-- Opening Marker --

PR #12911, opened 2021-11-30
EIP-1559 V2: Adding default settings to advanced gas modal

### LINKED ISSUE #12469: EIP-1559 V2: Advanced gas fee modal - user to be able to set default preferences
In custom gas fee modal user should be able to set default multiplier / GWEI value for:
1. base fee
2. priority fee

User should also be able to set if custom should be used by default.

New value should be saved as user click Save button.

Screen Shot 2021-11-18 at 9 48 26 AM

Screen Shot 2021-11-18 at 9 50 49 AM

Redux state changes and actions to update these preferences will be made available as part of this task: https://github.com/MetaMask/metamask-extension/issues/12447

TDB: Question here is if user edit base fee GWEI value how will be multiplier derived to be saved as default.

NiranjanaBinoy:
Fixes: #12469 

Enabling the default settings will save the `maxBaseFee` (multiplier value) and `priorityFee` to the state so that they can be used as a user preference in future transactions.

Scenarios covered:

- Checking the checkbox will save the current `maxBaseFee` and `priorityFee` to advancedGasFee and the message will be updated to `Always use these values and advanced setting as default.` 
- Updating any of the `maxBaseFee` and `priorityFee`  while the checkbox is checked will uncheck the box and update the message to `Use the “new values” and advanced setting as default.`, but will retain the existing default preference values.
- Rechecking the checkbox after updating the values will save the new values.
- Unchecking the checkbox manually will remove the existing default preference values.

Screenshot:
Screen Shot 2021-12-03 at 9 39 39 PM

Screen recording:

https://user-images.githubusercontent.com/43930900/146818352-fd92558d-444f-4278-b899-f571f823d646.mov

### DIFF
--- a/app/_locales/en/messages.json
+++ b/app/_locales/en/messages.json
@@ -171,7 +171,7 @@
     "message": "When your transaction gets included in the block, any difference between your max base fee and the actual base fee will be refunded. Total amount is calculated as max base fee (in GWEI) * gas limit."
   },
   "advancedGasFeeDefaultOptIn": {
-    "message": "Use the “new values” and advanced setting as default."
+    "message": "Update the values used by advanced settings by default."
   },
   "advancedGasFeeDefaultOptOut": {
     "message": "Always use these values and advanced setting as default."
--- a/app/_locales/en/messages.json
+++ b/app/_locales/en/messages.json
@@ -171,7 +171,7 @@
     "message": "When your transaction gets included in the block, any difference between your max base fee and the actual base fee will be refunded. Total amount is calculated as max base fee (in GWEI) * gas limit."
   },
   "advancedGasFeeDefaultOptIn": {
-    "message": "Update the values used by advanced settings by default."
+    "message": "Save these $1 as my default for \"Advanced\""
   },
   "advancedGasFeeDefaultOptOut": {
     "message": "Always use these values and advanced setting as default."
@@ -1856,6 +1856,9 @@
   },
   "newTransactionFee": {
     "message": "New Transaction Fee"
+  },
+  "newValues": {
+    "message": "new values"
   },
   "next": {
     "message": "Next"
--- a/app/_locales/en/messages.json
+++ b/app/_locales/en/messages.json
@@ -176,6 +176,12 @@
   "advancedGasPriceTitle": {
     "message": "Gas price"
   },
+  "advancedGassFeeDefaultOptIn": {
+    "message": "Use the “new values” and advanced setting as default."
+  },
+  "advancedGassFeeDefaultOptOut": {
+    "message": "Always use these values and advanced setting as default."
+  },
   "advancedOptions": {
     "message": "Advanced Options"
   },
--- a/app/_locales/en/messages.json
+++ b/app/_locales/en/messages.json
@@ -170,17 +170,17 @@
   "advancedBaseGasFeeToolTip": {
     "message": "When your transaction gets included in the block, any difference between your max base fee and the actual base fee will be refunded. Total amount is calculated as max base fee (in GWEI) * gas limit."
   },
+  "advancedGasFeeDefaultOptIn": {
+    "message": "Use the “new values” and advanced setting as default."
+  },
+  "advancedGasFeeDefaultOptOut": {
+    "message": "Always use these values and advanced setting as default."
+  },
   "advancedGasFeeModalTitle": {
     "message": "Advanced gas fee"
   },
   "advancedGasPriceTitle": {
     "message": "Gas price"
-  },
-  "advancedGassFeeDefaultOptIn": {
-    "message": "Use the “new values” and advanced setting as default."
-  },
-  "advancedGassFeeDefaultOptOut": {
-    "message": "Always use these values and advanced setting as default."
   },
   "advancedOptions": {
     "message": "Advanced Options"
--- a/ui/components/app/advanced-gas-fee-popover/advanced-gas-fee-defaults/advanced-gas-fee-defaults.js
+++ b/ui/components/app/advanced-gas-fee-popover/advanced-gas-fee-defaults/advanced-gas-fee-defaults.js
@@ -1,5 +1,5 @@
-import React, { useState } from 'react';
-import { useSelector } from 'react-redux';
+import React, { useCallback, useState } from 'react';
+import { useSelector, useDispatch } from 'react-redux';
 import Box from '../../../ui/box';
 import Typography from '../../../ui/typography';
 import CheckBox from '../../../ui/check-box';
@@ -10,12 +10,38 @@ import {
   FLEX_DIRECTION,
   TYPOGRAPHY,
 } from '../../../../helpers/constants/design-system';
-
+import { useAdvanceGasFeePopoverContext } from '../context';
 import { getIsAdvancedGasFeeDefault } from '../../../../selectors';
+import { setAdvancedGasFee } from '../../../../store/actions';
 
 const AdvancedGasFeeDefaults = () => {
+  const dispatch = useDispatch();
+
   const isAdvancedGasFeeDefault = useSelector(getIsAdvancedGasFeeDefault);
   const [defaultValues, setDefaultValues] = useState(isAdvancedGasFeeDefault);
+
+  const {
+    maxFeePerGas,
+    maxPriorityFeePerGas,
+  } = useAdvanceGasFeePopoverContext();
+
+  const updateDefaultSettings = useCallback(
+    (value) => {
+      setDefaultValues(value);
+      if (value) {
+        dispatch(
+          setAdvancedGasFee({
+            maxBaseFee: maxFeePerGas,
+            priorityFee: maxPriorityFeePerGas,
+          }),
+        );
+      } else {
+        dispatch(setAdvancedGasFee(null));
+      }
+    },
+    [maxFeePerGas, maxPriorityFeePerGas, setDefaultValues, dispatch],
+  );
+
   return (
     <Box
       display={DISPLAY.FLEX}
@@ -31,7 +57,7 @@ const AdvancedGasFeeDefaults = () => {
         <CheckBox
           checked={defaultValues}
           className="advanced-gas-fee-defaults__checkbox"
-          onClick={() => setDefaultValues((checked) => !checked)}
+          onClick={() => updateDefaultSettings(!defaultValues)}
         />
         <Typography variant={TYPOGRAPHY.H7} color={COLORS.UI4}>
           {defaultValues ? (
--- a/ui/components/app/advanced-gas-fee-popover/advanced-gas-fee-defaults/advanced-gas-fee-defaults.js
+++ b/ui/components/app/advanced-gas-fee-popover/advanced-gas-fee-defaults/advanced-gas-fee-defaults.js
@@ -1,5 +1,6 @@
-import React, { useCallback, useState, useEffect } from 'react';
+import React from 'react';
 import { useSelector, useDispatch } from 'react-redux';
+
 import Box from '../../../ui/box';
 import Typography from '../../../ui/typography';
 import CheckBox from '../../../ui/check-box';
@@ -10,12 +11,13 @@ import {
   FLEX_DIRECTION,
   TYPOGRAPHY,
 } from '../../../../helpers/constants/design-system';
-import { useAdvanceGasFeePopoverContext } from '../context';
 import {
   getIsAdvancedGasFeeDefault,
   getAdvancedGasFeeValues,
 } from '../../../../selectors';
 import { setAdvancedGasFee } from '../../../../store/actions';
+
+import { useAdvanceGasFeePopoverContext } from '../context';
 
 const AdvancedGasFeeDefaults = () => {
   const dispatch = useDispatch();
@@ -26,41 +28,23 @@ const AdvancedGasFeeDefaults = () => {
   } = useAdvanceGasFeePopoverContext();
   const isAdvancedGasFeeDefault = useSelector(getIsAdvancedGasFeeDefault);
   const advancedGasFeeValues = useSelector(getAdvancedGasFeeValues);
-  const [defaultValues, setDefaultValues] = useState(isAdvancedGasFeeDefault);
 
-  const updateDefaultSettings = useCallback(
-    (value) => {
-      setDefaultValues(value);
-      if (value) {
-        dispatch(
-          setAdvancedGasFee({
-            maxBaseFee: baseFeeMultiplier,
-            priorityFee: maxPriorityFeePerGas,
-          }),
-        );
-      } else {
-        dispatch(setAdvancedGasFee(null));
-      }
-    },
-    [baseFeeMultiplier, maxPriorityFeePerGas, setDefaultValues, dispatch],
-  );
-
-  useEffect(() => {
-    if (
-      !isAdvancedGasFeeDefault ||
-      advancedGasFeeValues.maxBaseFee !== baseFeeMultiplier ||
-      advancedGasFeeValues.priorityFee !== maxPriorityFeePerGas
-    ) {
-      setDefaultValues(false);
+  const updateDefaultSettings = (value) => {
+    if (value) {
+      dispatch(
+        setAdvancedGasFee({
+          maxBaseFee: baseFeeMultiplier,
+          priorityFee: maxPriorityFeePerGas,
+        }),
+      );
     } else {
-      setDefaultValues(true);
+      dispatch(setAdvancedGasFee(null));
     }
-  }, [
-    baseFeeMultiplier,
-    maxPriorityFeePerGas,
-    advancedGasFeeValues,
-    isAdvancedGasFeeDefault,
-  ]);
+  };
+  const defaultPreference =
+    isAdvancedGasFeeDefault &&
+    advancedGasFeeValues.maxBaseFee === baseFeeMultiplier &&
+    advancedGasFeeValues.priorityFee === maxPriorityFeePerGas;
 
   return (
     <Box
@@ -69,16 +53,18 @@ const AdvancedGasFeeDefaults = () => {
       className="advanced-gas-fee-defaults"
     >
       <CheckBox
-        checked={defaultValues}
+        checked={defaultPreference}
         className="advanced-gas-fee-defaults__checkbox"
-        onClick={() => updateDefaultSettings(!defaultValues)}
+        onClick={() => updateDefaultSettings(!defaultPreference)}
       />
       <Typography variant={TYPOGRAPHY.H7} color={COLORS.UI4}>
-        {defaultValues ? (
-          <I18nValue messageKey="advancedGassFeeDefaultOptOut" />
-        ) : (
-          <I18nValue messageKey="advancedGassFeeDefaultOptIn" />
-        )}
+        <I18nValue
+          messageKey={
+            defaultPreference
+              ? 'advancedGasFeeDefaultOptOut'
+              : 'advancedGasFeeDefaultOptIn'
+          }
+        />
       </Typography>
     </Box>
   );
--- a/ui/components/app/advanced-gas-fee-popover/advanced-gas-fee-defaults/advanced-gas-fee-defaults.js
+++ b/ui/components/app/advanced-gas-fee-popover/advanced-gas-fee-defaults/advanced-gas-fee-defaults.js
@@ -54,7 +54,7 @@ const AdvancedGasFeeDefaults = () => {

-- Closing Marker --
-- Opening Marker --

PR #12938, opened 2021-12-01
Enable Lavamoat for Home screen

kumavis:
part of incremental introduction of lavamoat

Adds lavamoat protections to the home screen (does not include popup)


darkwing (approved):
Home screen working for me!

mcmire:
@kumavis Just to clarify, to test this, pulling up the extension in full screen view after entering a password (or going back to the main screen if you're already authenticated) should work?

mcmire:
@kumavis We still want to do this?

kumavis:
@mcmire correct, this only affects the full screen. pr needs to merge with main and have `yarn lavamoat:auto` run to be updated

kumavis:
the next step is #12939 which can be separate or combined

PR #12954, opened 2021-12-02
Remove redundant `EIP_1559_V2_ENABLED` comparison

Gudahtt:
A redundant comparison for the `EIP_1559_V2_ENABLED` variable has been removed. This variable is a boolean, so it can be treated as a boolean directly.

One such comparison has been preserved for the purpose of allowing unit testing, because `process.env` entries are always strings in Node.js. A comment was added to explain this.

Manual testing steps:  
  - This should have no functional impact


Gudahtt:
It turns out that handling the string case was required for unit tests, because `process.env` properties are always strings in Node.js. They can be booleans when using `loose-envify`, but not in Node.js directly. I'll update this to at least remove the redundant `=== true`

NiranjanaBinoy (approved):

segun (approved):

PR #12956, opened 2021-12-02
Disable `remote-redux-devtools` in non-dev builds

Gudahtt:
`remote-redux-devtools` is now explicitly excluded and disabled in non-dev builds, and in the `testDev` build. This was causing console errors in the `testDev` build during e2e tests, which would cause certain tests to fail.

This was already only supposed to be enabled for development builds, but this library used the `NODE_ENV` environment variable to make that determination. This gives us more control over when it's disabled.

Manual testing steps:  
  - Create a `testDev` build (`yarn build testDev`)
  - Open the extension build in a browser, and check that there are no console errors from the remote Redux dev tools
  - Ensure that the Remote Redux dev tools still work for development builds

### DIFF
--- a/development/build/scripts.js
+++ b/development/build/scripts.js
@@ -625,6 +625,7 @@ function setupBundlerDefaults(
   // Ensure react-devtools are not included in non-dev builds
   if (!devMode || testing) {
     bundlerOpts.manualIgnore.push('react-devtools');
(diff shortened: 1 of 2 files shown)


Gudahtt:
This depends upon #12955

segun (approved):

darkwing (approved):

-- Closing Marker --

:: ACTION ITEM ::
For each line above that includes "setAdvancedGasFee", copy the line.

:: RESULT FOR THIS EXERCISE ::
+import { setAdvancedGasFee } from '../../../../store/actions';
+          setAdvancedGasFee({
+        dispatch(setAdvancedGasFee(null));
 import { setAdvancedGasFee } from '../../../../store/actions';
-          setAdvancedGasFee({
-        dispatch(setAdvancedGasFee(null));
+        setAdvancedGasFee({
+      dispatch(setAdvancedGasFee(null));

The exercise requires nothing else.